= TASK DETAILS =
Exactly the lines from the opening of the data through the line containing "We assume only" should be reproduced, please, with nothing added.

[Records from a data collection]
Issue #210, opened 2018-09-22
Assign "SCM" field to functions via github-push


alexellis:
## Expected Behaviour

We should assign an "SCM" field to functions via `github-push` so that we can use this information for re-constituting links later on.

For example:

```go
prefix + "scm" = "github"
```

## Current Behaviour

We assume only GitHub, but have support for GitLab via #101 - this means dashboard links etc are wrong when using GitLab - they are instead directed to GitHub.

For GitLab we may need to have a further field such as "SCM address" since I expect the integrated GitLab instance to be something running at an address like: https://gitlab.team-serverless.xyz. GitHub will always be https://github.com/

## Possible Solution

Please provide some ideas / suggestions on above.

alexellis:
cc @bartsmykla @martindekov

alexellis:
@martindekov please can you take this?

martindekov:
Yeah

martindekov:
Derek assign: me

alexellis:
Source Control Management i.e. GitHub / GitLab / BitBucket

martindekov:
I was wondering if it is better approach to just handle whole URL to the repository path instead of constructing the URL? GitLab provides the repo URL in its payload:
```
...
      "web_url":"https://gitlab.team-serverless.xyz/martindekov/gitlab-tag-event",
...
```
and github provides the URL in its payload:
```
...
    "html_url": "https://github.com/martindekov/gocloudfunc",
...
```
Of course this will require change in the dashboards but they would be minor and @bartsmykla agreed on helping me integrating this into the dashboard.

PR #281, opened 2018-10-11
Edit findStackFile to form raw URL depending on GitHub/GitLab

### LINKED ISSUE #276: Edit git-tar raw URL stack file optimisation to support both GitHub/GitLab
This commit https://github.com/openfaas/openfaas-cloud/commit/aa5828702f0e82f5b1070cb1c1b73ff908ceb4e3 adds optimization for git-tar but I think the format of the URL in this line https://github.com/openfaas/openfaas-cloud/commit/aa5828702f0e82f5b1070cb1c1b73ff908ceb4e3#diff-6972f28fc33acdd0e2082babf8ec8405R276 should be moved away from git-tar possibly sent through github-push or github-event to the git-tar so the function itself is non dependent on github or any SCM

## Expected Behaviour

URL to be formatted in github-push or github-event rather than git-tar. Move away SCM specific field out of git-tar.

## Current Behaviour

Git-tar suggest only github raw formatting

## Possible Solution

Format the URL in github-event or github-push function and send it to git-tar.

It is not a bug per se

## Context

It is currently blocking #275 since the format of the URL is wrong for gitlab. And the workaround I am currently using is to set the `private_repo:true` all the time for gitlab, which is not the case. Also I think it is a good thing to keep functions down from git-tar away from SCM specific code.

ivanayov:
The raw URL for stack.yml was previously supporting only GitHub, so the build was failing for GitLab. With this change raw URL is properly formed depending on the git hosting solution  (GitHub/GitLab)

Closes #276

## How Has This Been Tested?

Tested by @martindekov on GitLab
I tested on GitHub:
1. Succeeds when stack.yml is available
2. Fails when not with `unable to find stack.yml`
3. After reproducing error with empty raw url (by using an image for `github-push` without the changes) fails with `given stack file raw URL is empty`. This resolves previous problem in behaviour - if fileSTackFile fails with error, there were no status reported.

Not impacted

## Checklist:

I have:

- [ ] added unit tests N/A

### DIFF
--- a/git-tar/function/handler.go
+++ b/git-tar/function/handler.go
@@ -54,10 +54,15 @@ func Handle(req []byte) []byte {
 	statusEvent := sdk.BuildEventFromPushEvent(pushEvent)
 	status := sdk.BuildStatus(statusEvent, sdk.EmptyAuthToken)
 
-	hasStackFile, getStackFileErr := findStackFile(&pushEvent.Repository)
+	hasStackFile, getStackFileErr := findStackFile(&pushEvent)
 
 	if getStackFileErr != nil {
-		log.Printf("cannot fetch stack file %s", getStackFileErr.Error())
+		msg := fmt.Sprintf("cannot fetch stack file %s", getStackFileErr.Error())
+
+		status.AddStatus(sdk.StatusFailure, msg, sdk.StackContext)
+		reportStatus(status)
+
+		log.Printf(msg)
 		os.Exit(-1)
 	}
 
@@ -266,14 +271,18 @@ func reportStatus(status *sdk.Status) {
 // available via the CDN. Note: given that the CDN has a 5-minute timeout - this optimization
 // may have the undesired effect of preventing a user from deploying within a 5 minute window
 // of renaming an incorrect "function.yml" to "stack.yml"
-func findStackFile(repo *sdk.PushEventRepository) (bool, error) {
+func findStackFile(pushEvent *sdk.PushEvent) (bool, error) {
 
 	// If using a private repo the file will not be available via the git-raw CDN
-	if repo.Private {
+	if pushEvent.Repository.Private {
 		return true, nil
 	}
 
-	addr := fmt.Sprintf("https://raw.githubusercontent.com/%s/%s/master/stack.yml", repo.Owner.Login, repo.Name)
+	addr, err := getRawURL(pushEvent.SCM, pushEvent.Repository.RepositoryURL, pushEvent.Repository.Owner.Login, pushEvent.Repository.Name)
+	if err != nil {
+		return false, err
+	}
+
 	req, _ := http.NewRequest(http.MethodHead, addr, nil)
 	log.Printf("Stack file request: %s", addr)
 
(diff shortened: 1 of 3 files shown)


martindekov:
Tested by deploying image provided by @ivanayov  with the change the following scenario deployed gitlab-push in `gitlab.yml` with option: 
```
      private_repo: false
```
(before had to workaround this by setting `private_repo: true`) and it built my function successfully.
Also amended #109 to use the solution.

alexellis:
For GitLab could we look at the "Repo URL" from the push event and use that to create the URL for the stack.yml?

martindekov:
This is connected with Issue that I am assigned to #210 and I will open PR and explain here how to extend/remake this PR with the change.

martindekov:
So @ivanayov I have opened PR #291 which fixes the issue pointed above in the proper way.
In `git-tar` get `event.SCM` field and check `github-push`? if so construct in the URL in github manner. For gitlab since we have custom URL I might need to add another field/function to construct the URL I think https://github.com/martindekov/openfaas-cloud/commit/20c6b09edf03a329aff676195f1827ed1a7949f2 may be used to construct the URL

git-tar/function/handler.go
```diff
@@ -266,14 +271,26 @@ func reportStatus(status *sdk.Status) {
 // available via the CDN. Note: given that the CDN has a 5-minute timeout - this optimization
 // may have the undesired effect of preventing a user from deploying within a 5 minute window
 // of renaming an incorrect "function.yml" to "stack.yml"
-func findStackFile(repo *sdk.PushEventRepository) (bool, error) {
+func findStackFile(pushEvent sdk.PushEvent) (bool, error) {
```
alexellis: Why did we remove the pointer reference? Should add it back to not copy by value.

alexellis: How has this been unit tested? I'd like to see unit tests for this as part of the PR.

git-tar/function/handler.go
```diff
@@ -296,3 +305,22 @@ func findStackFile(repo *sdk.PushEventRepository) (bool, error) {
 
 	return false, nil
 }
+
+func getRawURL(scm string, repositoryURL string, repositoryOwnerLogin string, repositoryName string) (string, error) {
+
+	addrPrefix := ""
+	rawPath := ""
+	switch scm {
```
alexellis: `scm` stands for source control management - so this should be only `github` or only `gitlab`. Not sure why we are adding the text `-push` here? Please change.

git-tar/function/handler_test.go
```diff
@@ -0,0 +1,53 @@
+package function
+
+import (
+	"testing"
+)
+
+func Test_getRawURL(t *testing.T) {
```
alexellis: Good to see the tests.

git-tar/function/handler.go
ivanayov: These are the values that come from pushEvent.SCM. 
We need to change them in order to omit the `-push` suffix here

martindekov: I added the change but directly with `Source` constant. This can be quickly changed.

ivanayov:
@alexellis I've updated the scm field

git-tar/vendor/github.com/openfaas/openfaas-cloud/sdk/events.go
```diff
@@ -20,6 +20,7 @@ type PushEvent struct {
 	Repository    PushEventRepository
 	AfterCommitID string `json:"after"`
 	Installation  PushEventInstallation
+	RepositoryURL string `json:"url"`
```
martindekov: This should be inside `PushEventRepository` struct

martindekov: This should be inside `PushEventRepository` struct

ivanayov:
@martindekov , I've updated the url

alexellis:
Merged

Issue #283, opened 2018-10-12
UI: Dashboard - create logout endpoint


bartsmykla:
Dashboard doesn't have access to cookie `.system.domain.com` so we can't remove it just from UI. I think that the good idea will be to create simple endpoint from `auth.system.domain.com/logout` which would be used when we click `logout` button. Related to https://github.com/openfaas/openfaas-cloud/issues/256

## Expected Behaviour
Expose `/logout` endpoint which will "remove" cookie.

## Current Behaviour
There is no way to remove cookie from the dashboard

## Possible Solution
Expose `/logout` endpoint which will "remove" cookie.

bartsmykla:
Derek assign: me

PR #284, opened 2018-10-12
Expose /logout endpoint

bartsmykla:

## Description
Closes: https://github.com/openfaas/openfaas-cloud/issues/283

Exposed /logout endpoint will remove openfaas_cloud_token cookie

## How Has This Been Tested?

Manually used endpoint to remove cookie few times.

They are not.

## Checklist:

I have:

- [ ] added unit tests

### DIFF
--- a/auth/handlers/logout.go
+++ b/auth/handlers/logout.go
@@ -1,0 +1,22 @@
+package handlers
+
+import (
+	"net/http"
+	"time"
+)
+
+// MakeLoginHandler creates a handler for logging out
+func MakeLogoutHandler(config *Config) func(http.ResponseWriter, *http.Request) {
+	return func(w http.ResponseWriter, r *http.Request) {
+		http.SetCookie(w, &http.Cookie{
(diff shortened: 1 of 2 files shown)


alexellis:
Can this be be handled by the dashboard instead? The button will be in the dashboard and the dashboard should not know about the auth service.

bartsmykla:
With current cookie it's not possible, because it's for domain `.system.domain.com`(so for `auth.system.domain.com` it's perfect) abutd dashboard is accessible at `system.domain.com/dashboard`

bartsmykla:
Hmmm. But I think now, that we can set the cookie domain for `system.domain.com`, let me see if it'll work.

bartsmykla:
@alexellis actually I was wrong. I didn't see that we are setting up `HttpOnly` flag for a cookie, so I need to set it to false to be able to remove cookie from dashboard.

bartsmykla:
Derek close

PR #286, opened 2018-10-12
Add struct to sdk that handles GitLab payload

martindekov:
Adding struct that handles GitLab payload cause currently
PR #109 that handles push events from GitLab use copied
vendor folder which is not the right way to vendor code
the PR above need proper vendoring

## Description

Currently PR #109 "vendors" GitLab sdk by copying `vendor` folder from other project and add the struct manually and I would like to vendor the code the proper way so when this PR is merged and new release of SDK is made I can make code in the above PR vendored properly

## How Has This Been Tested?

N.A. Exist in PR #109 and used multiple times for testing but in the PR the change is "vendored" by copying the vendor folder from other projects.

N.A. this is part of bigger change

## Checklist:

I have:

- [ ] added unit tests

### DIFF
--- a/sdk/events.go
+++ b/sdk/events.go
@@ -41,6 +41,28 @@ type Event struct {
 	Private        bool              `json:"private"`
 }
 
+// PushEvent as received from GitLab
+
+type GitLabPushEvent struct {
+	Ref              string           `json:"ref"`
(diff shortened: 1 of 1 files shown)


alexellis:
Merged on Sofia community call.

PR #309, opened 2018-10-24
Add gitlab-status function

martindekov:
## Description

This change adds support when reporting the stage of the function through status for GitLab

The concept:

gitlab status

## How Has This Been Tested?

Updated the change on image `martindekov/of-git-tar:gitlab-status` and `martindekov/of-buildshiprun:gitlab-status` to enable reporting for those functions.

And the `gitlab-status` function itself is configured in `gitlab.yml` file the following way:

```
provider:
  name: faas
  gateway: http://127.0.0.1:8080

functions:
  gitlab-status:
    lang: go
    handler: ./gitlab-status
    image: martindekov/gitlab-status:latest
    environment:
      write_debug: true
    environment_file:
      - gateway_config.yml
    secrets:
      - gitlab-api-token
      - payload-secret
```
Where `payload-secret` is the already existing internal secret `gitlab-api-token` is GitLab Access Token that is generated in your GitLab Account and gives access to the API.

Will be able to report the function building status to GitLab

## Checklist:

I have:

- [x] added unit tests


buildshiprun/handler.go
```diff
@@ -94,7 +94,14 @@ func Handle(req []byte) string {
 		sdk.PostAudit(auditEvent)
 
 		status.AddStatus(sdk.StatusFailure, err.Error(), sdk.BuildFunctionContext(event.Service))
-		reportStatus(status)
+		if event.SCM == "github" {
+			reportStatus(status)
```
ivanayov: Should better return error from both methods and log here, or log within the methods on both places.

Why not move the SCM check within a single reportStatus method?

buildshiprun/handler.go
```diff
@@ -115,7 +122,14 @@ func Handle(req []byte) string {
...
```
ivanayov: Same here?

buildshiprun/handler.go
martindekov: This is not function I wrote and it was like that before so I left it

martindekov: I will change the name `reportStatus` to `reportGitHubStatus` and move the logs of `reporGitLabStatus` inside the log of the function body. Is that ok @ivanayov

martindekov:
@ivanayov referenced you comments and amended fix which refactors the code to be more clear while reporting statuses.

gitlab-status/handler.go
```diff
@@ -0,0 +1,132 @@
...
+
+func gitLabURLBuilder(status *sdk.Status) string {
+	delimeterPlace := 3
+	delimeterValue := "/"
+	baseURL := getURLbyDelimeter(status.EventInfo.URL, delimeterPlace, delimeterValue)
+	routeURL := fmt.Sprintf("/api/v4/projects/%d/statuses/%s?", status.EventInfo.InstallationID, status.EventInfo.SHA)
+	newURL := append(strings.Split(baseURL, ""), routeURL)
+	wholeURL := strings.Join(newURL, "")
+	return wholeURL
+}
```
bartsmykla: It should be unit tested

gitlab-status/handler.go
```diff
@@ -0,0 +1,132 @@
...
+		}
+		if symbol == delimeter {
+			slash++
+		}
+	}
+
+	sliceURL = append(sliceURL[:last-1], sliceURL[cap(sliceURL):]...)
+	baseURL = strings.Join(sliceURL, "")
+	return baseURL
+}
```
bartsmykla: I think that it should be done using `http/url`

gitlab-status/handler.go
```diff
@@ -0,0 +1,132 @@
...
+
+	if state == "failure" {
+		state = "failed"
+	}
+
+	parameters := url.Values{}
+	parameters.Add("state", state)
+	parameters.Add("description", desc)
+	parameters.Add("context", context)
+	theURL.RawQuery = parameters.Encode()
```
bartsmykla: It should be unit tested, add case with URL (as a first parameter) which contains query parameters .

gitlab-status/handler.go
```diff
@@ -0,0 +1,132 @@
...
+	if reqErr != nil {
+		return reqErr
+	}
+	req.Header.Set("PRIVATE-TOKEN", token)
+	client := &http.Client{}
+	resp, clientErr := client.Do(req)
+	if clientErr != nil {
+		return clientErr
+	}
+	resp.Body.Close()
```
bartsmykla: I'm not sure if you should check first if body is nil or not. This comment is for me to check it.

gitlab-status/handler.go
```diff
@@ -0,0 +1,132 @@
...
+		return fmt.Errorf("couldn't get payload-secret: %t", err)
+	}
+
+	xCloudSignature := os.Getenv("Http_X_Cloud_Signature")
+
+	err = hmac.Validate(req, xCloudSignature, payloadSecret)
+
+	if err != nil {
+		return err
+	}
```
bartsmykla: It should be added to sdk, but @martindekov is saying that this function appears everywhere. I would write it also:
```
if err := hmac.Validate(req, xCloudSignature, payloadSecret); err != nil {
 	return err
}
```

gitlab-status/handler_test.go
```diff
@@ -0,0 +1,45 @@
...
+	}
+	for _, test := range stringStruct {
+		t.Run(test.Title, func(t *testing.T) {
+			leftoverString := getURLbyDelimeter(test.testString, test.position, test.delimeter)
+			if leftoverString != test.expectedString {
+				t.Errorf("Expected string: `%s` got: `%s`", test.expectedString, leftoverString)
+			}
+		})
+	}
+}
```
bartsmykla: You should add test cases what will happen when there is no delimiters or there are only delimiters in string

buildshiprun/handler.go
```diff
@@ -422,7 +422,19 @@ func enableStatusReporting() bool {
 	return os.Getenv("report_status") == "true"
 }
 
-func reportStatus(status *sdk.Status) {
+func reportStatus(status *sdk.Status, SCM string) {
+	if SCM == "github" {
```
bartsmykla: I think that we should check if SCM is github or gitlab, and if not, we should return error about not supporting that SCM

git-tar/function/ops.go
```diff
@@ -493,3 +493,75 @@ func getShortSHA(sha string) string {
...
+func reportStatus(status *sdk.Status, SCM string) {
+	if SCM == "github" {
+		reportGitHubStatus(status)
+	} else {
+		reportGitLabStatus(status)
+		for i := range status.CommitStatuses {
+			delete(status.CommitStatuses, i)
+		}
+	}
+}
```
bartsmykla: the same suggestion as in buildshiprun comment

alexellis:
I can see a conflict on: git-tar/function/ops.go

git-tar/function/ops.go
```diff
@@ -493,3 +493,75 @@ func getShortSHA(sha string) string {
...
 	return sha[:7]
 }
+
+func reportStatus(status *sdk.Status, SCM string) {
+	if SCM == "github" {
+		reportGitHubStatus(status)
+	} else {
+		reportGitLabStatus(status)
+		for i := range status.CommitStatuses {
+			delete(status.CommitStatuses, i)
```
alexellis: I think we can avoid the deletions by creating a new status object for the final stack status. Can you try that out?

ivanayov:
Needs rebasing as well

gitlab-status/handler_test.go
martindekov: They will be overwritten

martindekov: But I removed the use of that function

gitlab-status/handler.go
martindekov: It will overwrite them. I  can open an issue since we really don't use the function in any other way than status reporting. I can't think (for now) where we will use/send URL to the function with parameters

gitlab-status/handler_test.go
```diff
@@ -0,0 +1,95 @@
...
+			url:         "https://some.random.url/api/v4/projects/3/statuses/99a7c6009c43cca39c61977ab8d3abdd13d7b111",
+			state:       "stack-deploy",
+			desc:        "some description",
+			context:     "context",
+			expectedURL: "https://some.random.url/api/v4/projects/3/statuses/99a7c6009c43cca39c61977ab8d3abdd13d7b111?context=context&description=some+description&state=stack-deploy",
+		},
+		{
+			title:       "Everything is set right and state is failure",
+			url:         "https://some.random.url/api/v4/projects/3/statuses/99a7c6009c43cca39c61977ab8d3abdd13d7b111",
+			state:       "failure",
```
ivanayov: What will happen if one or all of these is empty? Let's add more test cases.

gitlab-status/handler.go
ivanayov: Can be addressed in another PR

git-tar/function/ops.go
ivanayov: Breaking change. Needs careful testing before update.

gitlab-status/handler.go
martindekov: Yes you are right we should check for nil(actually just got error from that kind)

gitlab-status/handler.go
martindekov: Removed the function altogether and remade it added unit test for it

gitlab-status/handler.go
martindekov: Used the `http/url` as you suggested

gitlab-status/handler.go
martindekov: Amended fix for this

buildshiprun/handler.go
martindekov: Done

git-tar/function/ops.go
martindekov: Also done

git-tar/function/ops.go
martindekov: Amended fix as suggested ^

gitlab-status/handler_test.go
martindekov: Added that scenario ^

buildshiprun/handler.go
```diff
@@ -437,7 +455,19 @@ func enableStatusReporting() bool {
 	return os.Getenv("report_status") == "true"
 }
 
-func reportStatus(status *sdk.Status) {
+func reportStatus(status *sdk.Status, SCM string) error {
+	if SCM == "github" {
+		reportGitHubStatus(status)
+	} else if SCM == "gitlab" {
```
alexellis: Please use consts for `gitlab` etc

martindekov: Done

buildshiprun/handler.go
```diff
@@ -531,3 +566,48 @@ func getMemoryLimit() string {
...
+	}
+	if res.StatusCode != http.StatusOK {
+		log.Printf("unexpected status code: %d", res.StatusCode)
+	}
+
+	_, bodyErr := ioutil.ReadAll(res.Body)
+	if bodyErr != nil {
+		log.Printf("unexpected error while reading response body: %s", bodyErr.Error())
+	}
+	status.CommitStatuses = make(map[string]sdk.CommitStatus)
```
alexellis: Required: Let's do this with `status.Clear()` instead.

Optional: Consider using a pointer reference instead of the value, so that we don't by accident update a value and miss the update.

= RESPONSE AREA =
Issue #210, opened 2018-09-22
Assign "SCM" field to functions via github-push


alexellis:
## Expected Behaviour

We should assign an "SCM" field to functions via `github-push` so that we can use this information for re-constituting links later on.

For example:

```go
prefix + "scm" = "github"
```

## Current Behaviour

We assume only GitHub, but have support for GitLab via #101 - this means dashboard links etc are wrong when using GitLab - they are instead directed to GitHub.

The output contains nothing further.